The charge transport layer was formed by coating so as to have a thickness of 5 μm.

The photosensitive member thus obtained had good results such as Vs = -780 V and E _1/2 = 2.2 lxs. Example 6 In Example 5, the metal-free phthalocyanine was replaced with a bisazo pigment represented by the following structural formula (VII), and the charge transport material was replaced with the dithienylbenzene derivative represented by the chemical formula II-2. A photoconductor was prepared in the same manner as in.

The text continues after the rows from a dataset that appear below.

PR #2527, opened 2022-06-02
feat: customizable cache implementation

deekshas8:
Closes SAP/cloud-sdk-backlog#641

This PR provides a way to enable user-supplied destination-cache implementation (in place of the SDK implementation).
- `clear` method is part of the `CacheInterface`
- The `set` method arguments are updated.
- Added a new interface `DestinationInterface` that extends the existing `CacheInterface`.
- A global setter method `setDestinationCache` can be used to set a custom instance to the `destinationCache`.
- The `test-cache.ts` file contains a custom cache implementation with the new interface `DestinationInterface`. 
- Updated how `cache.set` is called in other caches with the new parameters (`CacheEntry<T>`).


packages/connectivity/src/scp-cf/destination/destination-cache.ts
```diff
@@ -11,6 +11,12 @@ const logger = createLogger({
   messageContext: 'destination-cache'
 });
 
+const _destinationcache: CacheInterface<Destination> = new Cache<Destination>({
```
FrankEssenberger, line 14: I guess the `_destinationcache` is not in line with our naming conventions.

The photosensitive member thus obtained had good results such as Vs = -680V and E _1/2 = 3.0 lx · s.

[0035]

[Chemical 11]

[0036]

According to the present invention, since the dithienylbenzene derivative represented by the above general formula (I) or (II) is used as the charge transporting material on the conductive substrate, it is highly sensitive even in positive charging and negative charging. Moreover, a photoreceptor having excellent repeating characteristics can be obtained. Further, as the charge generating substance, a suitable substance can be selected according to the type of the exposure light source. For example, a phthalocyanine compound, a squarylium compound and a certain bisazo compound can be used as a photoconductor which can be used as a semiconductor laser printer. Can be obtained.
Further, if necessary, a coating layer may be provided on the surface to improve durability.

[Brief description of drawings]

FIG. 1 is a cross-sectional view showing a single-layer type photoconductor according to an embodiment of the present invention.

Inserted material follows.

PR #2529, opened 2022-06-03
fix: TIMING env var is set on windows

deekshas8:
This PR sets the TIMING env var correctly for windows. 
Currently, running the `lint:fix` command gives the following error on windows:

FIG. 2 is a cross-sectional view showing a negatively charged layered photoconductor according to an embodiment of the present invention.

FIG. 3 is a cross-sectional view showing a positively charged laminated type photoreceptor according to an embodiment of the present invention.

[Simple explanation of symbols]

 1 Conductive Substrate 3 Charge Generating Material 4 Charge Generating Layer 5 Charge Transporting Material 6 Charge Transporting Layer 7 Covering Layer 20 Photosensitive Layer 21 Photosensitive Layer 22 Photosensitive Layer

Claims (7)

[Claims] 1. A photosensitive layer, which has the following general formula (I):
A photoconductor for electrophotography, comprising the dithienylbenzene derivative represented by as a charge transporting substance. [Chemical 1] (In the formula, R ₁ , R ₂ , R ₃ and R ₄ each represent a hydrogen atom, a halogen atom, an alkyl group or an alkoxy group, and R ₅ and R ₆ each represent a substituted or unsubstituted aryl group.) 2. A photosensitive layer, which has the following general formula (II):
A photoconductor for electrophotography, comprising the dithienylbenzene derivative represented by as a charge transporting substance. [Chemical 2] (In the formula, R ₁₃ , R ₁₄ , R ₁₅ and R ₁₆ each represent a hydrogen atom, a halogen atom, an alkyl group or an alkoxy group,
R ₁₁ , R ₁₂ , R ₁₇ and R ₁₈ each represent a substituted or unsubstituted aryl group. ) 3. The electrophotographic photoreceptor according to claim 1, wherein the photosensitive layer is a laminate of a charge generation layer and a charge transport layer. 4. The electrophotographic photoreceptor according to claim 1, wherein R _{1 of the} dithienylbenzene derivative is a methyl group,
A photoreceptor for electrophotography, wherein R ₂ , R ₃ and R ₄ are each a hydrogen atom, and R ₅ and R ₆ are each a p-tolyl group. 5. The electrophotographic photoconductor according to claim 1.
The dithienylbenzene derivative is R₁, R_FourIs methyl
Group, R₂, R₃, Are hydrogen atoms, R respectively_Five, R ₆Gazo
Electrophotographic feeling characterized by phenyl groups
Light body. 6. The electrophotographic photosensitive member according to claim 2, wherein the dithienylbenzene derivative is R ₁₁ , R ₁₂ , R ₁₇ or R.
_A photoreceptor for electrophotography, wherein ₁₈ is a phenyl group, R ₁₃ and R ₁₆ are methyl groups, and R ₁₄ and R ₁₅ are hydrogen atoms. 7. The electrophotographic photosensitive member according to claim 2, wherein the dithienylbenzene derivative has R ₁₁ and R ₁₈ each being a phenyl group, and R ₁₂ and R ₁₇ each being a p-tolyl group,
A photoreceptor for electrophotography, wherein R ₁₃ and R ₁₆ are each a hydrogen atom, and R ₁₄ and R ₁₅ are each a methyl group.